Publication date: Available online 17 November 2018
Source: Journal of the American Academy of Dermatology
Author(s): William Fix, Jeremy R. Etzkorn, Thuzar M. Shin, Nicole Howe, Mehul Bhatt, Joseph F. Sobanko, Christopher J. Miller
Abstract
Background
Consensus guidelines recommend microscopic margin control based on high local recurrence risk features and tissue-rearranging reconstruction for keratinocyte carcinomas (KC) but not for cutaneous melanoma.
Objective
To compare high local recurrence risk features and frequency of tissue-rearranging reconstruction for head and neck KC versus melanoma.
Methods
Retrospective cohort study of KC versus melanoma treated at the Hospital of the University of Pennsylvania with Mohs micrographic surgery (MMS).
Results
12,189 KCs (8,743 BCC, 3,343 SCC) and 1,475 melanomas (1065 melanomas in situ, 410 invasive melanomas) were identified from a prospectively updated MMS database.
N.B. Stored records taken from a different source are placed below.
PR #1278, opened 2023-05-17
Add support for latex rendering server >400 errors

### LINKED ISSUE #1146: Handle Latex API Errors
Sentry Issue: [SIR-LANCEBOT-90](https://sentry.io/organizations/python-discord/issues/3733301843/?referrer=github_integration)

We should better handle the case when the API itself is having internal issues (class 5xx of responses), and return an appropriate response to the user telling them to try again later. Here is the error handling for this function, it simply needs to catch and handle the 5xx type exceptions:
https://github.com/python-discord/sir-lancebot/blob/462844b874099cb4403e8a331add3631a5cce5a3/bot/exts/fun/latex.py#L82-L83

```
ClientResponseError: 502, message='Bad Gateway', url=URL('https://rtex.probablyaweb.site/api/v2')
(1 additional frame(s) were not displayed)
...
  File "bot/exts/fun/latex.py", line 119, in latex
    await self._generate_image(TEMPLATE.substitute(text=query), out_file)
  File "bot/exts/fun/latex.py", line 80, in _generate_image
    async with self.bot.http_session.post(LATEX_API_URL, data=payload, raise_for_status=True) as response:
  File "aiohttp/client.py", line 1138, in __aenter__
    self._resp = await self._coro
  File "aiohttp/client.py", line 640, in _request
    resp.raise_for_status()
  File "aiohttp/client_reqrep.py", line 1004, in raise_for_status
    raise ClientResponseError(

Unhandled command error: 502, message='Bad Gateway', url=URL('https://rtex.probablyaweb.site/api/v2')
```

MedAliMarz:
## Relevant Issues & Changes
Closes #1146 

I've added a catch for `ClientResponseError`, raised a `LatexServerError` and handled the later to return a user message, with a tiny refactoring of the code that creates the embed (in case of error)

## Did you:


bot/exts/fun/latex.py
```diff
@@ -81,8 +88,11 @@ def __init__(self, bot: Bot):
     async def _generate_image(self, query: str, out_file: BinaryIO) -> None:
         """Make an API request and save the generated image to cache."""
         payload = {"code": query, "format": "png"}
-        async with self.bot.http_session.post(LATEX_API_URL, data=payload, raise_for_status=True) as response:
-            response_json = await response.json()
+        try:
```
shtlrs, line 91: I'm wondering whether we should keep `raise_for_status` here since in this particular case, we lose access to the `response.json()` call, which contains the logs (per the docs)
image

But i don't think it would be necessary since it's a server-side error and we can't make much out of it, I was just thinking out loud.

bot/exts/fun/latex.py
```diff
@@ -105,6 +115,16 @@ async def _upload_to_pastebin(self, text: str) -> str | None:
         except web.HTTPClientError as e:
             log.info("Error when uploading latex output to pastebin. %s", e)
 
+    async def _prepare_error_embed(self, title: str, err: Exception | None) -> discord.Embed:
+        embed = discord.Embed(title=title)
+        embed.description = "No logs available."
+        if err is not None and err.logs is not None:
```
shtlrs, line 121: You could simplify this to
```suggestion
        if hasattr(err, "logs")
```

MedAliMarz: Thanks for the suggestion :), I gave it a try, yet this will only check if the attr exist and not its nullability
So now I use getattr (which is used internally by hasattr, https://docs.python.org/3/library/functions.html#hasattr)

bot/exts/fun/latex.py
MedAliMarz: based on the server code here https://github.com/DXsmiley/rtex/blob/master/src/jobs.py#L38
I think all potential rendering issue are handled, therefore no logs will be provided in the case of 5xx responses; so keeping `raise_for_status` seems logical in this case

What do you think ?

shtlrs: Yeah, i shouldn't have spoken out loud in the first place :P

The thing is, even if we have server logs, there's nothing we can do about it since we're only the client. (Unless you want to make a PR to the other repo to fix it :P)

So yes, let's keep it as is, since there's not much value to us here

shtlrs (changes requested):

bot/exts/fun/latex.py
```diff
@@ -121,15 +143,12 @@ async def latex(self, ctx: commands.Context, *, query: str) -> None:
                     with open(image_path, "wb") as out_file:
                         await self._generate_image(TEMPLATE.substitute(text=query), out_file)
                 except InvalidLatexError as err:
```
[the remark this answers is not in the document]
MedAliMarz: Both logical and lovely comment, applied with using tuple exceptions (pre-commit wasn't happy :') )

bot/exts/fun/latex.py
```diff
@@ -105,6 +116,17 @@ async def _upload_to_pastebin(self, text: str) -> str | None:
         except web.HTTPClientError as e:
             log.info("Error when uploading latex output to pastebin. %s", e)
 
+    async def _prepare_error_embed(self, title: str, err: Exception | None) -> discord.Embed:
+        embed = discord.Embed(title=title)
+        embed.description = "No logs available."
+        logs = getattr(err, "logs", None)
+        if logs:
+            logs_paste_url = await self._upload_to_pastebin(err.logs)
```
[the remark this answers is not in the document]
MedAliMarz: Fair enough, applied!

bot/exts/fun/latex.py
```diff
@@ -72,6 +72,14 @@ def __init__(self, logs: str | None):
         self.logs = logs
 
 
+class LatexServerError(Exception):
+    """Represents an error raised from Latex rendering server."""
+
+    def __init__(self, logs: str | None):
```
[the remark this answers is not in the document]
MedAliMarz: Fair comment, it indeed unneeded param, removed

bot/exts/fun/latex.py
```diff
@@ -105,6 +113,21 @@ async def _upload_to_pastebin(self, text: str) -> str | None:
         except web.HTTPClientError as e:
             log.info("Error when uploading latex output to pastebin. %s", e)
 
+    async def _prepare_error_embed(self, err: Exception | None) -> discord.Embed:
```
shtlrs, line 116: The type hinting on this one isn't quite valid since you're only catching the two custom latex exceptions. 

```suggestion
    async def _prepare_error_embed(self, err: InvalidLatexError | LatexServerError |  None) -> discord.Embed:
```

shtlrs (changes requested):
Looks great ! Just one last comment.

bot/exts/fun/latex.py
MedAliMarz: Indeed, my bad :')

shtlrs (approved):
LGTM, thank you !

Xithrius (approved):
LGTM as well. Thanks for the PR!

Compared to KCs, melanomas were significantly more likely to have high local recurrence risk features, including larger preoperative size [2.10 cm vs 1.30 cm, (p <0.0001)], recurrent status [5.08% vs 3.91%, (p = 0.031)], and subclinical spread [31.73% vs 26.52%, (p <0.0001)]. Tissue rearranging reconstruction was significantly more common for melanoma versus KCs [44.68% vs 33.02%, (p < 0.0001); OR 1.98 (p<0.0001)].
Limitations
This was a retrospective study and did not compare outcomes to other treatment methods, such as "slow-Mohs" or conventional excision.
Conclusion
Melanomas of the head and neck have high local recurrence risk features and require tissue rearranging reconstruction more frequently than KCs.